Discourse on Rancher: Project Plan & Status
This document serves as a living record of our project plan, current status, and progress towards completing the Discourse deployment on Rancher Kubernetes.
Current Status
Phase: Production Deployment Complete - User Feedback & Enhancement Planning
Last Updated: June 4, 2025
Project Vision
To deploy and configure a production-ready Discourse forum on our Rancher-managed Kubernetes cluster using the Bitnami Helm chart approach, providing a scalable and maintainable community platform.
Deployment Approach
Our deployment will follow a structured approach with emphasis on documentation and testing:
- Research & Selection: Evaluate deployment options and select optimal approach
- Environment Preparation: Configure Rancher and Kubernetes prerequisites
- Deployment Configuration: Create and validate Helm chart values
- Testing Deployment: Deploy in development environment and validate functionality
- Production Deployment: Roll out to production with monitoring and backup strategies
- Documentation: Maintain comprehensive deployment and operational documentation
- User Onboarding: Create user guides and training materials
We’ve chosen to use the Bitnami Helm Chart approach as outlined in our deployment options documentation, specifically Option 1, for its balance of simplicity, maintainability, and customization capabilities.
Core Requirements
1. Infrastructure Requirements
- ✅ Rancher-managed Kubernetes cluster with sufficient resources
- ✅ Appropriate storage class configuration for persistent data (Longhorn)

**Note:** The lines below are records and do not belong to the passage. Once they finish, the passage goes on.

Issue #784, opened 2016-06-06
Add ASPNETCORE_DETAILEDERRORS back to default configuration


davidfowl:
We should be reading this value by default.

/cc @Tratcher

Tratcher:
At what point do we just read all environment variables by default?

davidfowl:
We *could* read the ones we have settings for. Everything else is kinda pointless.

Tratcher:
Seed config with `.AddEnvironmentVariables(prefix: "ASPNETCORE_")` rather than adding them all piecemeal.

davidfowl:
Yep! Sounds good to me. That was the original bug I filed.

PR #790, opened 2016-06-07
Read environment variables by default

JunTaoLuo:
#784 

cc @Tratcher @davidfowl

### DIFF
--- a/src/Microsoft.AspNetCore.Hosting/WebHostBuilder.cs
+++ b/src/Microsoft.AspNetCore.Hosting/WebHostBuilder.cs
@@ -27,7 +27,7 @@ namespace Microsoft.AspNetCore.Hosting
         private readonly List<Action<IServiceCollection>> _configureServicesDelegates;
         private readonly List<Action<ILoggerFactory>> _configureLoggingDelegates;
 
-        private IConfiguration _config = new ConfigurationBuilder().AddInMemoryCollection().Build();
+        private IConfiguration _config;
         private ILoggerFactory _loggerFactory;
         private WebHostOptions _options;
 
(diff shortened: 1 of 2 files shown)


src/Microsoft.AspNetCore.Hosting/WebHostBuilder.cs
```diff
@@ -40,14 +40,20 @@ public WebHostBuilder()
...
             // This may end up storing null, but that's indistinguishable from not adding it.
             UseSetting(WebHostDefaults.EnvironmentKey, Environment.GetEnvironmentVariable("ASPNETCORE_ENVIRONMENT")
                 // Legacy keys, never remove these.
                 ?? Environment.GetEnvironmentVariable("Hosting:Environment")
                 ?? Environment.GetEnvironmentVariable("ASPNET_ENV"));
 
             // Add the default server.urls key
-            UseSetting(WebHostDefaults.ServerUrlsKey, Environment.GetEnvironmentVariable("ASPNETCORE_URLS"));
+            UseSetting(WebHostDefaults.ServerUrlsKey, Environment.GetEnvironmentVariable("ASPNETCORE_URLS")
+                // Lebacy key, never remove this
```
nil4: Did you mean *Legacy*?

JunTaoLuo: Oops, Engrish is hard haha. Will fix.

src/Microsoft.AspNetCore.Hosting/WebHostBuilder.cs
```diff
@@ -40,14 +40,20 @@ public WebHostBuilder()
             _configureServicesDelegates = new List<Action<IServiceCollection>>();
             _configureLoggingDelegates = new List<Action<ILoggerFactory>>();
 
+            _config = new ConfigurationBuilder()
+                .AddEnvironmentVariables(prefix: "ASPNETCORE_")
+                .Build();
+
             // This may end up storing null, but that's indistinguishable from not adding it.
             UseSetting(WebHostDefaults.EnvironmentKey, Environment.GetEnvironmentVariable("ASPNETCORE_ENVIRONMENT")
```
Tratcher: It seems strange to read ASPNETCORE_ENVIRONMENT and URLS here when we just added ASPNETCORE_ above. What if we restructured this like:
```
UseSetting(WebHostDefaults.EnvironmentKey, Environment.GetEnvironmentVariable("Hosting:Environment") ?? Environment.GetEnvironmentVariable("ASPNET_ENV"));
UseSetting(WebHostDefaults.ServerUrlsKey, Environment.GetEnvironmentVariable("ASPNETCORE_SERVER.URLS"));
UseConfiguration(new ConfigurationBuilder().AddEnvironmentVariables(prefix: "ASPNETCORE_").Build());
```

JunTaoLuo: It wouldn't matter because it would just set those configurations again. It's idempotent so it's not wrong but I do think your suggestion looks a little cleaner. Though in this case we need to first create an InMemoryCollection, add the old keys, create a new configuration builder with environment variables and add call `UseConfiguration` which is a lot of fluff. *shrug*

JunTaoLuo: Interesting C# quirk. You cannot call an extension method of the interface from the class that is implementing the interface unless it's done explicitly. This means that `UseConfiguration` which is an extension on `IWebHostBuilder` cannot be called from `WebHostBuilder` unless you call it like `HostingAbstractionsWebHostBuilderExtensions.UseConfiguration(this, config)`. Hmm, since that looks ugly as well, I suggest we just keep the current implementation.

JunTaoLuo:
:up::date:

src/Microsoft.AspNetCore.Hosting/WebHostBuilder.cs
```diff
@@ -40,14 +40,21 @@ public WebHostBuilder()
...
+            _config = new ConfigurationBuilder()
+                .AddEnvironmentVariables(prefix: "ASPNETCORE_")
+                .Build();
 
-            // Add the default server.urls key
-            UseSetting(WebHostDefaults.ServerUrlsKey, Environment.GetEnvironmentVariable("ASPNETCORE_URLS"));
+            if (string.IsNullOrEmpty(GetSetting(WebHostDefaults.EnvironmentKey)))
+            {
+                // Try adding legacy environment keys, never remove these.
+                UseSetting(WebHostDefaults.EnvironmentKey, Environment.GetEnvironmentVariable("Hosting:Environment") ?? Environment.GetEnvironmentVariable("ASPNET_ENV"));
```
Tratcher: nit: line wrap

Tratcher:
:shipit:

- ✅ Networking and ingress controller setup
- ✅ TLS certificates for secure access
2. Discourse Configuration
- ⬜ Custom theme and branding
- ⬜ Required plugins installation and configuration
- ✅ User authentication integration (Two-factor auth with Duo Mobile verified)

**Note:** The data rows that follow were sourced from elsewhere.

PR #795, opened 2016-06-09
Output "Application is shutting down" message

### LINKED ISSUE #794: Output to console that the application is shutting down gracefully
Until recently whenever I wanted to stop my app I felt that `ctrl+c` felt really slow without a reason, I didn't know that it was canceling the shutdown to wait for the main thread to exit gracefully.

So perhaps output a message after [this line of code](https://github.com/aspnet/Hosting/blob/dev/src/Microsoft.AspNetCore.Hosting/WebHostExtensions.cs#L23) to say that "Application is shutting down." so that it doesn't feel like nothing is going on?

mrahhal:
closes #794


Tratcher:
Rebased and merged. Thanks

- ✅ Email delivery service configuration
3. Operational Requirements
- ⬜ Automated backup and restore procedures
- ⬜ Monitoring and alerting setup
- ⬜ Update and maintenance procedures
- ⬜ Disaster recovery documentation
4. Minimal Viable Deployment
- ✅ Working Discourse instance accessible via configured domain
- ✅ Admin account configured and secure
- ⬜ Basic theme and branding applied
- ⬜ Essential plugins installed
- ✅ Email functionality validated
5. User Documentation
- ⬜ Standard user tutorial
- ⬜ Moderator guide
- ⬜ Administrator documentation
- ⬜ FAQs and common procedures
Deployment Roadmap
Phase 1: Planning & Setup ✅
- ✅ Create project documentation structure
- ✅ Research deployment options
- ✅ Select Bitnami Helm chart approach
- ✅ Define resource requirements
- ✅ Create Helm values.yaml configuration template
- ✅ Document prerequisites for Rancher environment
Phase 2: Environment Preparation ✅
- ✅ Configure Kubernetes namespace
- ✅ Set up appropriate storage classes
- ✅ Configure network policies
- ✅ Prepare TLS certificates
- ✅ Set up container registry access (if needed)

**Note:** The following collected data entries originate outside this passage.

Issue #812, opened 2016-07-12
WebHost.Run() completes before ApplicationStopping


ZoolWay:
When using `applicationLifetime.ApplicationStopping.Register(HandleStopping);` the program exits `host.Run();` before that handler has completed also the documentation (IntelliSense) says *Shutdown will block until this event completes*.
This also means that ApplicationStopped will be executed before ApplicationStopping has completed.

Also it should be noted that ApplicationStopping is not executed on the main thread (while ApplicationStopped is) and that you should not use `async` for those handler as that will cause the methods to be completed.

This is ASP.NET 1.0.0 on Windows 10 using Kestrel (1.0.0).

Startup.cs
```
public void Configure(IApplicationLifetime applicationLifetime)
{
    applicationLifetime.ApplicationStopping.Register(HandleStopping);
    applicationLifetime.ApplicationStopped.Register(HandleStopped);
}

private void HandleStopped()
{
    System.Threading.Thread.Sleep(30000);
    // WebHost.Run() will not end until this method completes, running it in the main thread
}

private void HandleStopping()
{
    System.Threading.Thread.Sleep(30000);
    // WebHost.Run() will end even while this method is still working, it will even run HandleStopped before this completed. It run on a worker thread.
}
```

davidfowl:
Yep I can reproduce the problem.

GuardRex:
Not directly related, but speaking of doing things on "ProcessExit" in case someone is looking around at various options, see:  https://github.com/dotnet/corefx/issues/10012#issuecomment-232436326

mrahhal:
Is there anything we can do about this for now? Can't depend on `1.1.0-preview1` just yet. Had to work hard to track down this issue as I've been depending on `IApplicationLifetime` and started noticing background tasks abruptly exiting without notice.

Thought about doing some manual sync that makes `Stopped` wait for all `Stopping`, but since services are being disposed directly all tasks that depend on other services will probably face a lot of "object disposed exceptions" in all cases. Hmm this really looks hopeless without including a custom build of this package.

davidfowl:
It might be worth putting this fix in a patch release.

/cc @Eilon @muratg @DamianEdwards

davidfowl:
@mrahhal what problem is it causing you right now? What does your repro look like?

mrahhal:
@davidfowl that would be super cool. Because with the current state, `IApplicationLifetime.ApplicationStopping` is kinda useless (and harmful even).

[...]

PR #818, opened 2016-07-18
Update shutdown logic for hosted applications

JunTaoLuo:
#812 

This new logic will block until `ApplicationStopping` and `ApplicationStopped` are run until completion on the main thread before `host.Run()` returns. Adding a `ManualResetEvent` seems arbitrary though. Any ideas? cc @davidfowl @Tratcher 

I'll also look into adding some tests in the mean time.

### DIFF
--- a/src/Microsoft.AspNetCore.Hosting/Internal/ApplicationLifetime.cs
+++ b/src/Microsoft.AspNetCore.Hosting/Internal/ApplicationLifetime.cs
@@ -39,13 +39,19 @@ namespace Microsoft.AspNetCore.Hosting.Internal
         /// </summary>
         public void StopApplication()
         {
-            try
+            // Lock on CTS to synchronize multiple calls to StopApplication. This guarantees that the first call 
+            // to StopApplication and its callbacks run to completion before subsequent calls to StopApplication, 
+            // which will no-op since the first call already requested cancellation, get a chance to execute.
+            lock (_stoppingSource)
             {
-                _stoppingSource.Cancel(throwOnFirstException: false);
-            }
-            catch (Exception)
-            {
-                // TODO: LOG
+                try
+                {
+                    _stoppingSource.Cancel(throwOnFirstException: false);
+                }
+                catch (Exception)
+                {
+                    // TODO: LOG
+                }
             }
         }
 
--- a/test/Microsoft.AspNetCore.Hosting.Tests/WebHostTests.cs
+++ b/test/Microsoft.AspNetCore.Hosting.Tests/WebHostTests.cs
@@ -167,6 +167,67 @@ namespace Microsoft.AspNetCore.Hosting
         }
 
         [Fact]
+        public void WebHostApplicationLifetimeEventsOrderedCorrectlyDuringShutdown()
+        {
+            var host = CreateBuilder()
+                .UseServer(this)
+                .UseStartup("Microsoft.AspNetCore.Hosting.Tests")
+                .Build();
+
+            var lifetime = host.Services.GetRequiredService<IApplicationLifetime>();
+            var applicationStartedEvent = new ManualResetEventSlim(false);
+            var applicationStoppingEvent = new ManualResetEventSlim(false);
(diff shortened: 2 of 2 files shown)


src/Microsoft.AspNetCore.Hosting/WebHostBuilder.cs
```diff
@@ -184,6 +185,9 @@ private IServiceCollection BuildHostingServices()
                 configureLogging(_loggerFactory);
             }
 
+            // Create an event for stopping the hosted application
+            services.AddSingleton<ManualResetEvent>(new ManualResetEvent(false));
```
Tratcher: Why is this a service if it's only used in Run?

davidfowl: Yea, this shouldn't be a service.

Tratcher:
This only works around the issue for Run, it does not address the underlying problem with ApplicationStopping.

JunTaoLuo:
:up::date: Talked with @Tratcher  and a better idea is to just synchronize `ApplicationStopping` instead. Originally the second call to `ApplicationStopping` no-oped and immediately returned in the `Dispose` method of `WebHost` and allowed `ApplicationStopped` to execute. With the lock added, subsequent calls to `ApplicationStopping` will lock until the callbacks triggered by the first call completes. Note that we guarantee the completion of `ApplicationStopping` callbacks before `ApplicationStopped` but we are not guaranteeing that the `ApplicationStopping` callbacks are executed on the main thread.

src/Microsoft.AspNetCore.Hosting/Internal/ApplicationLifetime.cs
```diff
@@ -39,13 +39,16 @@ public class ApplicationLifetime : IApplicationLifetime
         /// </summary>
         public void StopApplication()
         {
-            try
+            lock(_stoppingSource)
```
Tratcher: This could use a comment. Normally you wouldn't need to lock around a CTS.

davidfowl:
Where's the test?

JunTaoLuo:
@davidfowl working on it

JunTaoLuo:
:up::date: with test added

test/Microsoft.AspNetCore.Hosting.Tests/WebHostTests.cs
```diff
@@ -167,6 +167,57 @@ public void WebHostShutsDownWhenTokenTriggers()
...
+            lifetime.ApplicationStarted.Register(() =>
+            {
+                Assert.Equal(1, shutdownOrder++);
+            });
+
+            lifetime.ApplicationStopping.Register(() =>
+            {
+                Assert.Equal(2, shutdownOrder++);
+                // Simulate work. ApplicationStopping is triggered first but make it slower than ApplicationStopped.
+                Thread.Sleep(3000);
```
Tratcher: ManualResetEvent

test/Microsoft.AspNetCore.Hosting.Tests/WebHostTests.cs
```diff
@@ -167,6 +167,57 @@ public void WebHostShutsDownWhenTokenTriggers()
...
+            var shutdownOrder = 0;
+
+            lifetime.ApplicationStarted.Register(() =>
+            {
+                Assert.Equal(1, shutdownOrder++);
+            });
+
+            lifetime.ApplicationStopping.Register(() =>
+            {
+                Assert.Equal(2, shutdownOrder++);
```
Tratcher: Asserts failures inside the callbacks may not be observed by the test

JunTaoLuo:
I've removed all but one call to `Thread.Sleep()` in the tests based on @Tratcher's comment. I'll see if I can find a clean way of removing the last instance while preserving the utility of the test.

davidfowl:
:shipit:

muratg:
https://github.com/aspnet/Hosting/pull/818/files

- ✅ Create secrets for sensitive configuration
Phase 3: Development Deployment ✅
- ✅ Deploy PostgreSQL using Helm chart
- ✅ Deploy Redis using Helm chart
- ✅ Deploy Discourse using Bitnami Helm chart
- ✅ Configure ingress for development access
- ✅ Validate basic functionality
- ✅ Document deployment process
Phase 4: Configuration & Customization ✅
- ✅ Configure admin account and settings
- ✅ Troubleshoot and resolve admin access issues
- ✅ Resolve intermittent 503 errors by increasing memory allocation to 2GB
- ✅ Configure email delivery system with updated connection settings
- ✅ Resolve logo display issue by forcing HTTPS and re-uploading images
- ✅ Verify two-factor authentication with Duo Mobile (QR code setup and passcode login tested)
- ✅ Update Discourse to version 3.4.4 through ArgoCD
- ✅ Resolve mixed content HTTPS issues with force_https configuration
- ✅ Migrate to ReadWriteMany storage for high availability
- ✅ Scale to 2 replicas with proper memory allocation
- ⬜ Install and configure required plugins
- ⬜ Apply custom theme and branding
Phase 5: Verification & Testing ✅
- ✅ Complete comprehensive verification checklist
- ✅ Validate all core functionality
- ✅ Performance testing and optimization
- ✅ Security validation
- ✅ User acceptance testing with Software Factory team
Phase 6: Production Deployment ✅
- ✅ Finalize production values.yaml configuration
- ✅ Configure backup procedures via data migration process
- ✅ Deploy to production environment with 2-replica setup
- ✅ Validate all functionality with real users
- ✅ Document production deployment process
- ✅ Successfully deploy to Software Factory team
- ⬜ Set up comprehensive monitoring and alerting
Phase 7: Post-Deployment 🔄
- ✅ Create maintenance and update procedures
- ✅ Develop disaster recovery plan (validated through migration process)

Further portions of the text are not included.